Type: Law Bulletins
Date: 05/16/2019

Ohio's Personal Participation Theory and its Effect on Shareholder Liability

In Ohio ex rel. DeWine v. Breen, 362 F.Supp.3d 420 (S.D. Ohio 2019), the Southern District of Ohio expanded the scope of the Ohio Environmental Protection Agency’s (OEPA) enforcement power when it held former corporate shareholders personally liable for the dissolved corporation’s environmental violations even though the corporation itself was off the hook.

The court explained that under Ohio statutory law, the state may only impose liability on a dissolved corporation for violating environmental enforcement orders within five years of the corporation’s dissolution date. For that reason, the state could not impose liability on the defunct corporation because the corporation was dissolved in 2007 and the state did not initiate administrative enforcement proceedings until nine years later in 2016. At the same time, however, the court determined that former corporate officers, directors and shareholders may be personally liable for their role in the environmental violations under the “personal participation theory.” Id. at 442.

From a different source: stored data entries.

PR #603, opened 2017-08-15
fixed spelling of 'comand' to 'command' in section 7, topic is Unsupp…

reshama:
…orted comand-line options

@naupaka (part of instructor training checkout)
cc:  @ErinBecker

### DIFF
--- a/_episodes/02-filedir.md
+++ b/_episodes/02-filedir.md
@@ -370,7 +370,7 @@ Many bash commands, and programs that people have written that can be
 run from within bash, support a `--help` flag to display more
 information on how to use the commands or programs.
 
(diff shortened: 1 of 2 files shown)


reshama:
@naupaka (part of instructor training checkout)
cc: @ErinBecker

fixed this one:
>http://swcarpentry.github.io/shell-novice/07-find/
Here, not is the pattern we’re searching for. The grep command searches through the file, looking for matches to the pattern specified. To use it type grep, then the pattern we’re searching for and finally the name of the file (or files) we’re searching in.
--> type "grep" ; put grep in quotes

gdevenyi:
Wonderful thanks!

When evaluating whether an individual is personally liable under the personal participation theory, Ohio courts consider whether “pursuant to an environmental enforcement action—the individual made decisions, gave orders, oversaw operations, served as the primary contact with administrative parties, and ‘importantly . . . failed to correct known violations even though [the individual] had the requisite authority to do so.’” Id. (quoting State ex rel. Dewine v. Sugar, 60 N.E.3d 735, 742 (Ohio Ct. App. 2016)). With those considerations in mind, the court found that the shareholders in Breen negotiated and agreed to the environmental enforcement order with OEPA, were aware of the order’s requirements, had the responsibility to oversee compliance with the order and were in communication with OEPA even after the corporation was formally dissolved. As a result, the court held the former shareholders personally liable for the dissolved corporation’s violations.

The court’s decision expanded OEPA’s enforcement power by allowing the agency to enforce orders against individuals previously insulated from personal liability. Still, the court did not give OEPA the power to enforce orders on any or all shareholders, officers or directors—the individual must have played an active role in the corporation’s violation to be at risk of personal liability.